ASSIGNED TASK: In the records that follow, the lines from the one containing "PR #1184, opened 2019-10-30" to the one containing "I've refactored rule", inclusive, are to be given again exactly.

╭──

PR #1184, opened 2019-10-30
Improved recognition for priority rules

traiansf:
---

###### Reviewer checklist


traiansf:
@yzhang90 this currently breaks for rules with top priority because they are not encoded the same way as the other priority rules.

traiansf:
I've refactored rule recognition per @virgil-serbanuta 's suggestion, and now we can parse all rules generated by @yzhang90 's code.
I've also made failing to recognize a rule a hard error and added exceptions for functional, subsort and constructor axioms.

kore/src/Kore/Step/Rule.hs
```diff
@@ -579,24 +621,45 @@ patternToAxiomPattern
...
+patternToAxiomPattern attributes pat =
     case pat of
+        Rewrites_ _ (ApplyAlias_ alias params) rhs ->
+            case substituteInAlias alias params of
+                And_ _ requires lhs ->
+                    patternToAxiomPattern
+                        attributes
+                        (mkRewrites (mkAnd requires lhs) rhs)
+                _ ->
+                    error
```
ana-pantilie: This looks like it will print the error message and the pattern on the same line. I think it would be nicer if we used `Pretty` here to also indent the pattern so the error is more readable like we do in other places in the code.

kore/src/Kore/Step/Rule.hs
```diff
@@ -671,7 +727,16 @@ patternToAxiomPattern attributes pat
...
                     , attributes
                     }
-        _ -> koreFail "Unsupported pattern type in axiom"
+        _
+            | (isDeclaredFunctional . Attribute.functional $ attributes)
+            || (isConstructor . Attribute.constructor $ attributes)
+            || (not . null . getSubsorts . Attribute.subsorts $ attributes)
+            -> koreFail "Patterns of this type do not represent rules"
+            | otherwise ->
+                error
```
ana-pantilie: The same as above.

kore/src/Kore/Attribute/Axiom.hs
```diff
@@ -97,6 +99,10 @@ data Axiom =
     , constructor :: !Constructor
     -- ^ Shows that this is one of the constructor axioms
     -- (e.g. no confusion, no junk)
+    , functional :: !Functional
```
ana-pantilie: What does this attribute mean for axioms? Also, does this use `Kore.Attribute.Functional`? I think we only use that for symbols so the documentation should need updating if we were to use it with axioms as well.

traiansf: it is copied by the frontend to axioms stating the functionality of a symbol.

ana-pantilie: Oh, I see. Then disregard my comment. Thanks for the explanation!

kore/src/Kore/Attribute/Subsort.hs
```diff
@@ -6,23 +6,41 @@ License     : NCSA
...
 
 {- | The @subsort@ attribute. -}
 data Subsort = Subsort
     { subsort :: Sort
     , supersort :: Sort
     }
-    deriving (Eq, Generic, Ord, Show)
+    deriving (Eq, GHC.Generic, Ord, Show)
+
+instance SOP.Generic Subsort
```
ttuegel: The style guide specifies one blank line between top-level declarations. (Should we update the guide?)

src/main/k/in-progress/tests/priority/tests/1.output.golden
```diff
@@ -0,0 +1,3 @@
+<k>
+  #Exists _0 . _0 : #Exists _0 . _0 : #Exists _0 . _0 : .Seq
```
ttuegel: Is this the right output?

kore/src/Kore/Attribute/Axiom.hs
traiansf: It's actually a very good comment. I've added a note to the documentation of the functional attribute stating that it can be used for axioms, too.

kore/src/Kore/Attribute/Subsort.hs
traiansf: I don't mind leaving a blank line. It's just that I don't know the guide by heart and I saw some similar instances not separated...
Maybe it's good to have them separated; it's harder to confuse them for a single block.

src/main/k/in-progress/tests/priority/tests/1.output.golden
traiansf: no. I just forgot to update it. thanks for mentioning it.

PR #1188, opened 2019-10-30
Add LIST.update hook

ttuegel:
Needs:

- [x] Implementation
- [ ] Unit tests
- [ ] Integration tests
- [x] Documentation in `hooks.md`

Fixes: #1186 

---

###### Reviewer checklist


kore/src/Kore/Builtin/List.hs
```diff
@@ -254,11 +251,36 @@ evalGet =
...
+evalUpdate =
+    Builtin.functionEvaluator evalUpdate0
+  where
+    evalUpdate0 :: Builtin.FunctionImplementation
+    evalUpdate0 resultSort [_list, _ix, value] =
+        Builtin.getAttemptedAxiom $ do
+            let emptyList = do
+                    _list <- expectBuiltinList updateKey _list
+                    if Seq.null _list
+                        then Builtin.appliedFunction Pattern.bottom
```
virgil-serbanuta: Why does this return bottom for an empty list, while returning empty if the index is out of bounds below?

╰──
╭──

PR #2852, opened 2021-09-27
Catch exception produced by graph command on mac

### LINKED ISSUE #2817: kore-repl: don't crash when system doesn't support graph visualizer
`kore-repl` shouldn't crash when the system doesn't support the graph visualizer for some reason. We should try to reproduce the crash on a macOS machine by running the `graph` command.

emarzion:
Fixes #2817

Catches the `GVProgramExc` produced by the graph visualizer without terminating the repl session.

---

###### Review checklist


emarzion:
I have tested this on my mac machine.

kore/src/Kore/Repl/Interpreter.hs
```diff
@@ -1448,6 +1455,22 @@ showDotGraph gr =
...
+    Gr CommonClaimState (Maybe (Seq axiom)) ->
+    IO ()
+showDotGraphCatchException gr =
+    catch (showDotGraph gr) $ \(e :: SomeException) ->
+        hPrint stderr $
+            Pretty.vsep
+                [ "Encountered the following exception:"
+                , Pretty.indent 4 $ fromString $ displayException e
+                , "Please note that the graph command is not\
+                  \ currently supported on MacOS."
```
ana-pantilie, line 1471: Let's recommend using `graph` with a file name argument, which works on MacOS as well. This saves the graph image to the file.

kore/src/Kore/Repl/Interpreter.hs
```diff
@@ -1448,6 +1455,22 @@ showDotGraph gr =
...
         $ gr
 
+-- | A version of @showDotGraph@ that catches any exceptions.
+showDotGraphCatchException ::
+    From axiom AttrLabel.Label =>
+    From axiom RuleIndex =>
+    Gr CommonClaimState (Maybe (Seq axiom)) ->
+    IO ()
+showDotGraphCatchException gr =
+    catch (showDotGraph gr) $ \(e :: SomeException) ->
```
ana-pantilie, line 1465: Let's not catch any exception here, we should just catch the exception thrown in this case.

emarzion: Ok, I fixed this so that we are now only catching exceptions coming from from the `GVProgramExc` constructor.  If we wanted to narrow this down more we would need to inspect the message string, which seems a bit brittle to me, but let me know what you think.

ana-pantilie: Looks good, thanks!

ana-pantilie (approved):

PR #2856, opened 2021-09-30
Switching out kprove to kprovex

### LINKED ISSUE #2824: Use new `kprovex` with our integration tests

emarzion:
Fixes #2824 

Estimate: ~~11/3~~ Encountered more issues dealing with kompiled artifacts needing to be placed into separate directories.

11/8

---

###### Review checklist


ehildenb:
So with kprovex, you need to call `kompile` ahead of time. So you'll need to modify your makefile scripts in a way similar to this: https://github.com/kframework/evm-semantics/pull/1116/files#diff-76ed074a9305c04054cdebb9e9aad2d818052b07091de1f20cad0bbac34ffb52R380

╰──
╭──

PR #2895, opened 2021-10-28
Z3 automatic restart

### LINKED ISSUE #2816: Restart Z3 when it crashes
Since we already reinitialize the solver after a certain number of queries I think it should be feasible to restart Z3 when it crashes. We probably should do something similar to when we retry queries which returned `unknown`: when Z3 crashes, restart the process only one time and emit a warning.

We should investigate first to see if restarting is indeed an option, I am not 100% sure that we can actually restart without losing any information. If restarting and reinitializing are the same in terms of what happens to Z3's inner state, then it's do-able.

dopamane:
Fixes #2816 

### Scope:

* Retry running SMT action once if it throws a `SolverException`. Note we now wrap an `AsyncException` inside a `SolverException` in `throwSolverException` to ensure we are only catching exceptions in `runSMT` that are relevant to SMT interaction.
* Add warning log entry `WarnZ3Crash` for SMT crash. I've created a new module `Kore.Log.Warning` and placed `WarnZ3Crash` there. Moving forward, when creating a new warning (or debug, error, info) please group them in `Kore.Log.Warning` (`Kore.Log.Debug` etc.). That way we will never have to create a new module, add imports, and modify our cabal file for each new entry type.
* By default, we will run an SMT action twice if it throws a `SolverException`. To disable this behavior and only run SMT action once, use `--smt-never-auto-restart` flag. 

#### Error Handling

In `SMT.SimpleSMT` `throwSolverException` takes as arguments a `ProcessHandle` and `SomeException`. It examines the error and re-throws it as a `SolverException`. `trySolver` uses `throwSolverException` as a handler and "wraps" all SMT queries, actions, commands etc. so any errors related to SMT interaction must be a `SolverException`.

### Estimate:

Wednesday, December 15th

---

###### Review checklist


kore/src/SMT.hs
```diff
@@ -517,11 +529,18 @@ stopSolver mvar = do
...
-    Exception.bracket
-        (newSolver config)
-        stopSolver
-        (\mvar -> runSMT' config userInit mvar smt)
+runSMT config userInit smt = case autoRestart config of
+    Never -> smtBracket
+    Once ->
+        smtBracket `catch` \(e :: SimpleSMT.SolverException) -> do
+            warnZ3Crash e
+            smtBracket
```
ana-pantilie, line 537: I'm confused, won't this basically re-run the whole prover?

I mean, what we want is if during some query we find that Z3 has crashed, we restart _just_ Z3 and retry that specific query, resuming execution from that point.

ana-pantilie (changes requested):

╰──

SOLUTION:
PR #1184, opened 2019-10-30
Improved recognition for priority rules

traiansf:
---

###### Reviewer checklist


traiansf:
@yzhang90 this currently breaks for rules with top priority because they are not encoded the same way as the other priority rules.

traiansf:
I've refactored rule recognition per @virgil-serbanuta 's suggestion, and now we can parse all rules generated by @yzhang90 's code.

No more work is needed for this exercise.